At their core, the Galax GeForce RTX 5060 EX and the Gigabyte GeForce RTX 5060 Eagle OC share an identical silicon foundation: the same 3840 shading units, 120 TMUs, 48 ROPs, and 1750 MHz memory speed. Both also support Double Precision Floating Point, which is relevant for compute workloads but largely inconsequential for gaming. The base GPU clock is likewise locked at 2280 MHz on both cards, meaning out-of-the-box behavior before boost kicks in is perfectly matched.
The only differentiator within this group is the boost clock. The Gigabyte Eagle OC boosts to 2550 MHz versus the Galax EX's 2535 MHz — a gap of just 15 MHz, or roughly 0.6%. This translates into a marginal lead in derived metrics: the Eagle OC edges ahead with 19.58 TFLOPS of floating-point performance versus 19.47 TFLOPS, and a texture rate of 306 GTexels/s versus 304.2 GTexels/s. In practice, these differences fall well within the noise floor of real-world frame time variance and are unlikely to produce any measurable difference in gaming or GPU-compute benchmarks.

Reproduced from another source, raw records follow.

PR #5446, opened 2022-08-25
Rbind allow binding of different class attributes

### LINKED ISSUE #3911: rbindlist could use an "ignore.attributes" argument
Binding `integer64` with integer/numeric works silently and correctly, whereas binding `IDate` with `Date` fails and so does binding of attribute cols where one/more tables are empty (0-rows).

### integer 64 case:

```r
require(data.table) # 1.12.2 current CRAN version, but I don't think things change with current devel)
require(bit64)

ll <- list(data.table(a=1, b=as.integer64(2)), data.table(a=2, b=1))
str(rbindlist(ll))
# Classes ‘data.table’ and 'data.frame':	2 obs. of  2 variables:
#  $ a: num  1 2
#  $ b:integer64 2 1 
```

The 2nd element's col `b` seems to be implicitly converted to `integer64` type without a message/warning.

### IDate case

```r
ll <- list(data.table(a=1, b=as.IDate(Sys.Date())), data.table(a=2, b=Sys.Date()))
rbindlist(ll)
# Error in rbindlist(ll) : 
#   Class attribute on column 2 of item 2 does not match with column 2 of item 1.
```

From a pure performance standpoint, the two cards are effectively tied. The Gigabyte Eagle OC holds a technical edge on paper thanks to its slightly higher turbo clock, but the margin is so slim that it will not manifest as a perceptible advantage in actual use. Buyers should look to other spec groups — cooling, memory capacity, power draw, or price — to differentiate between these two cards, as raw GPU performance alone offers no meaningful reason to choose one over the other.